Should You Invest in Kraft Heinz?

Aaditya Patel
3 min readOct 23, 2021




The Kraft Heinz Company is a company based in the United States. The company manufactures and sells a wide range of food products around the world. The company operates under Capri Sun, Kraft, Heinz, Oscar Mayer, and many others. The company was founded in 1869.

Why You Should?

  1. Kraft Heinz is a great reopening play in an investor’s portfolio.
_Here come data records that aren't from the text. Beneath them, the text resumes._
PR #6183, opened 2020-08-04
fix(schema) add RFC 3986 "sub-delims" characters as valid inside path…

### LINKED ISSUE #6125: Kong Service Resource URI Validation Error?
### Summary

Seems Kong throws a schema violation error on URI's with a $ in them? Is this not a valid URL?:

http://my-api.company.com/R4/Bundle/$consultation-submit

Service Resource:
```
{
  "host": "my-api.company.com",
  "created_at": 1593734424,
  "connect_timeout": 2000,
  "id": "7be474e8-02c3-4787-9450-09a43540649c",
  "protocol": "http",
  "name": "optum.ocm.advisor.stage.optum.ocm.telemedService.dmz.v1",
  "read_timeout": 9000,
  "port": 80,
  "path": "/R4/Bundle",   ---> can't add the /$consultation-submit here
  "updated_at": 1593734424,
  "retries": 0,
  "write_timeout": 9000,
  "tags": null,
  "client_certificate": null,
  "extras": {}
}
```

Kong throws a schema violation error:

```
'/R4/Bundle/$consultation-submit' (characters outside of the reserved list of RFC 3986 found))
```

Related:
https://stackoverflow.com/questions/1856785/characters-allowed-in-a-url 

### Steps To Reproduce

1. Try to create a Kong Service resource with $ in the URI

### Additional Details & Logs

- Kong version 2.0.5

dndx:
… segments

fixes #6125

New concerns:

Currently Kong doesn't explicitly distinguish between regex and plain paths. That is, we guess whether a path is regex or plain path by using this regex: https://github.com/Kong/kong/blob/master/kong/router.lua#L425. If the path didn't match it is considered as regex path and fed into the PCRE engine.

With this change, a lot of these urls will be considered as "plain" path and no longer go through PCRE. So this will be a breaking change (test failures inside `spec/01-unit/08-router_spec.lua` as well), which makes me hesitate if there is a better way to do it.

Use Nginx as an example, the matching between regex and plain paths are explicit by the `~` operator like this:
* `location /foo` (Plain)
* `location ~ /foo` (Regex)

I wonder if we should start doing the same. If not, adding just the characters that has no special meanings in regexs is a safer route at this moment.

### DIFF
--- a/kong/db/schema/typedefs.lua
+++ b/kong/db/schema/typedefs.lua
@@ -76,7 +76,10 @@ end
 
 
 local function validate_path(path)
-  if not match(path, "^/[%w%.%-%_~%/%%]*$") then
+  if not match(path, "^/[%w%.%-%_%~%/%%%:%@" ..
+                     "%!%$%&%'%(%)%*%+%,%;%=" .. -- RFC 3986 "sub-delims"
+                     "]*$")
+  then
     return nil,
            "invalid path: '" .. path ..
            "' (characters outside of the reserved list of RFC 3986 found)",
@@ -89,7 +92,7 @@ local function validate_path(path)
 
     if raw:find("%", nil, true) then
       local err = raw:sub(raw:find("%%.?.?"))
-      return nil, "invalid url-encoded value: '" .. err .. "'"
+      return nil, "invalid url-encoded value: '" .. err .. "'", "percent"
     end
   end
 
@@ -394,14 +397,21 @@ end
 
 local function validate_path_with_regexes(path)
 
-
   local ok, err, err_code = typedefs.path.custom_validator(path)
 
-  if ok or err_code ~= "rfc3986" then
+  if err_code == "percent" then
     return ok, err, err_code
   end
 
-  -- URI contains characters outside of the reserved list of RFC 3986:
+  -- We can't take an ok from validate_path as a success just yet,
+  -- because the router is currently more strict than RFC 3986 for
+  -- non-regex paths:
+  if ngx.re.find(path, [[^[a-zA-Z0-9\.\-_~/%]*$]]) then
+    return true
+  end
+
+  -- URI contains characters outside of the list recognized by the
+  -- router as valid non-regex paths.
   -- the value will be interpreted as a regex by the router; but is it a
   -- valid one? Let's dry-run it with the same options as our router.
   local _, _, err = ngx.re.find("", path, "aj")
--- a/spec/01-unit/01-db/01-schema/05-services_spec.lua
+++ b/spec/01-unit/01-db/01-schema/05-services_spec.lua
@@ -190,9 +190,8 @@ describe("services", function()
 
     it("rejects regular expressions & other non-rfc 3986 chars", function()
       local invalid_paths = {
-        [[/users/(foo/profile]],
-        [[/users/(foo/profile)]],
-        [[/users/*/foo]],
+        [[/users/|foo/profile]],
+        [[/users/(this|foo/profile)]],
       }
 
       for i = 1, #invalid_paths do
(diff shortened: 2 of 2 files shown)


hishamhm:
> I wonder if we should start doing the same.

We should, but that would be effectively a new feature. Giving this some thought to see if we can make this fit in a non-breaking manner.

hishamhm:
@dndx I did some experimentation with this. What we can do, in a non-breaking fashion for 2.1.1, is the following: let's only change the definition of `validate_path` function in `typedefs.lua` so that `service.path` accepts the sub-delims characters, but not change the regex detection in the router. The behavior of `route.paths` does not change, and everything remains backwards compatible.

@jeremyjpj0916 With this solution, you will be able to use a plain `$` in the `path` of the Service, but if you need to match an incoming path including `$` in a Route, you'll need to use regex notation for that.

In other words, by changing only `validate_path` and not modifying the router, this should work:

```nginx
# nginx.conf for an example upstream service
events {}
http {
   server {
      server_name rush;
      listen 0.0.0.0:2112;
      
      location = /hello$world {
         return 418;
      }
   }   
}
```

```yaml
# kong.conf for an example declarative config 
_format_version: "1.1"
services:
 - name: rush
   url: "http://127.0.0.1:2112/hello$world" # plain dollar in service.path
   routes:
   - name: my-route
     paths:
     - "/hi\\$world" # dollar (as regex with escape) in route.paths
```

```bash
$ KONG_DECLARATIVE_CONFIG=kong.yml KONG_DATABASE=off bin/kong start -c kong.conf
Kong started

$ curl -i 'http://127.0.0.1:8000/hi$world'
HTTP/1.1 418 
Content-Length: 0
Connection: keep-alive
Server: openresty/1.15.8.3
Date: Tue, 04 Aug 2020 21:07:16 GMT
X-Kong-Upstream-Latency: 0
X-Kong-Proxy-Latency: 2
Via: kong/2.1.0
```

jeremyjpj0916:
@hishamhm That would work for my example case defined in the issue because it was a Service resource path that wants $ in the URI of that backend endpoint. Will keep in mind the requirements on the route URI for future reference though(most our route URIs have a requirement of /api/{env}/{namespace}/{resource}/{version} though and leverage wildcard pathing, so won't be an issue in our architecture I don't think, never seen resources yet being named with $xyz )! Thanks for putting this together.

spec/01-unit/01-db/01-schema/06-routes_spec.lua
```diff
@@ -262,9 +262,9 @@ describe("routes schema", function()
 
         local ok, err = Routes:validate(route)
         assert.falsy(ok)
-        assert.equal(u([[invalid regex: '/users/(foo/profile' (PCRE returned:
+        assert.equal(u([[invalid regex: '/users/(foo|profile' (PCRE returned:
```
hishamhm, line 265: the set of valid RFC 3986 characters doesn't really affect the regex validation on routes.

I recommend moving the test below to test `services.path` attribute instead

kong/router.lua
```diff
@@ -422,7 +422,9 @@ local function marshall_route(r)
       route_t.match_weight = route_t.match_weight + 1
 
       for _, path in ipairs(paths) do
-        if re_find(path, [[^[a-zA-Z0-9\.\-_~/%]*$]]) then
+        -- see character set used in
+        -- kong/db/schema/typedefs.lua -> validate_path function
+        if re_find(path, [[^[a-zA-Z0-9\.\-_~/%:@!$&'()*+,;=]*$]]) then
```
hishamhm, line 427: we should revert this and keep knog/router.lua unchanged

kong/db/schema/typedefs.lua
```diff
@@ -76,7 +76,11 @@ end
 
 
 local function validate_path(path)
-  if not match(path, "^/[%w%.%-%_~%/%%]*$") then
+  -- see character set used in kong/router.lua -> marshall_route function
+  if not match(path, "^/[%w%.%-%_%~%/%%%:%@" ..
+                     "%!%$%&%'%(%)%*%+%,%;%=" .. -- RFC 3986 "sub-delims"
+                     "]*$")
```
hishamhm, line 82: :+1:

thibaultcha:
> I wonder if we should start doing the same. If not, adding just the characters that has no special meanings in regexs is a safer route at this moment.

Agree with this sentiment. This would allow the router to support a modifier similar to Nginx's `^~`, which has been a long time missing and preventing some use-cases from being possible...

Youngseo-Jeon0313:
@fairyqb @hishamhm

Hi, I'm going to using Routing service with KONG, but I got schema violation code 2. 

In my interpretation, the above code is handled by URLs that correspond to the RFC reservation word.
The path I want to route is {IP}: {port}/#/stresult, but I can't interpret '#'. 

Can you add character '#', too ??

PR #6210, opened 2020-08-11
fix(migrations) workspaces related migration issues

### LINKED ISSUE #6187: Multiple default workspaces on reentrant migration (cassandra)
# Summary

Running `kong migrations up -f` multiple times on cassandra will create as many `default` workspaces.

### Steps To Reproduce

(on cassandra)

1. `kong migrations bootstrap`
2. `kong migrations up -f` x 3

```
$ cqlsh -k kong -e "select id, name from workspaces"

 id                                   | name
--------------------------------------+---------
 176b6527-ff5d-4ea3-869c-ec079e3dbc03 | default
 e83fa585-ab01-411f-8a43-07a02a39279f | default
 29bdb52e-c7c8-4929-a050-70269a79c954 | default
 9f97fa94-589f-4ef2-affd-28260d615aae | default

(4 rows)
```

### Additional Details & Logs

- Kong 2.1.0

bungle:
### Summary

This PR has 6 commits to fix workspace related migrations introduced in `2.1.0`:

#### fix(migrations) remove postgres index that is already created by unique constraint

Postgres `UNIQUE` constraint automatically creates UNIQUE index, thus additional index on for those is not needed.

#### fix(migrations) ensure that cassandra does not create multiple default workspaces

When running migrations with `force`, e.g.:

```
kong migrations up -f
```

OR

```
kong migrations finish -f
```

Cassandra created multiple `workspaces` with `name=default`. This commit fixes that.

#### fix(migrations) split cert_digest update to two loops

In general, it is not good to modify a table/data that we are iterating at the same time. This commit changes it so that first iterator collects the statements, and second iteration then runs the updates.

This commit also makes it skip unnecessary updates, making it better on reentrancy scenarios.

#### fix(migrations) add some extra guards on postgres schema changes 

Just adds some extra guards for 2.0.0 to 2.1.0 Postgres schema changes to make it bit more resilient and reentrant.

#### fix(migrations) split cassandra update plugin config to two loops

Just splits one of the Cassandra teardown migrations from to separate iterate and update loops.

#### fix(migrations) split rest of the migrations to iteration and update and handle error consistently

Updates rest of the migrations to split `iteration`  and `update` to different loops, as modifying external data while looping around it might be problematic in some cases.

Also changes error handling to be consistent across migrations, especially those newly added operations.

### Issues Resolved

Fix #6187


kong/db/migrations/operations/200_to_210.lua
```diff
@@ -13,6 +16,54 @@ local function render(template, keys)
...
 
+local function cassandra_get_default_ws(connector)
+  local rows, err = connector:query("SELECT * FROM workspaces WHERE name='default'")
+  if err then
+    return nil, err
+  end
+
+  if not rows
+  or not rows[1]
+  or not rows[1].id
```
dndx, line 27:
```suggestion
     or not rows[1]
     or not rows[1].id
```

for aesthetics.

kong/db/migrations/operations/200_to_210.lua
```diff
@@ -13,6 +16,54 @@ local function render(template, keys)
...
+  end
+
+  return rows[1].id
+end
+
+
+local function cassandra_create_default_ws(connector)
+  local cql = render([[
+INSERT INTO workspaces(id, name, created_at)
+     VALUES (uuid(), 'default', $(NOW))
```
dndx, line 39:
```suggestion
    INSERT INTO workspaces(id, name, created_at)
    VALUES (uuid(), 'default', $(NOW))
```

The company saw a drop in demand for many of its commercial products as the pandemic shut down many restaurants and large venues. However, once the pandemic is over, the company will see strong growth across most of its brand categories.
  2. The COVID-19 pandemic also had some positive impacts on the company. The company saw consumer sales of food products like its line of condiments saw a dramatic increase in sales and growth as consumers around the world stocked up on food with a high shelf-life. This initial growth at the start of the pandemic helped the company go through a tough time.
  3. Kraft Heinz, like many other food companies, is a fairly safe investment option in an investor’s portfolio. Despite the economic times, consumers will continue to spend on cheap food products, like the ones that Kraft Heinz sells. The essential products that the company sells will benefit the company and its investors.

Why You Should Not?

  1. The company faces tough competition in the food industry. Some of these competitors include J. M. Smuckers, Conagra Brands, Hershey’s, and many others. This competition might hurt the company and its investors in the future.
  2. Kraft Heinz continues to be negatively impacted by inflation and supply chain issues across the economy. The company has seen rising costs of labor, raw materials, and shipping solutions due to massive demand and low supply of these products and services. This will continue to hurt the company and its investors until prices normalize.
  3. Kraft Heinz has seen sales growth starting to slow and fall in some markets as consumers around the world look for healthier and less processed food options. Consumers are shifting to a more organic and healthier lifestyle and have seen the negative impacts of having a diet with a lot of processed foods. This has hurt the company and its investors.
  4. The company continues to disappoint investors across multiple fronts. From slashing its dividend to taking multi-billion dollar losses on important brands like Kraft and Oscar Mayer, the company’s stock price has tanked over the past couple of years and has continued to underperform the market. This has hurt investors in the company and made Kraft Heinz a bad investment.


I think that there are better food companies in the overall industry to invest in rather than Kraft Heinz because of tough competition, inflation and supply chain issues, changing consumer trends, as well as multi-billion dollar loss write-offs. However, the company is still a great reopening play, saw some benefits from the pandemic, and is a safe investment option as well.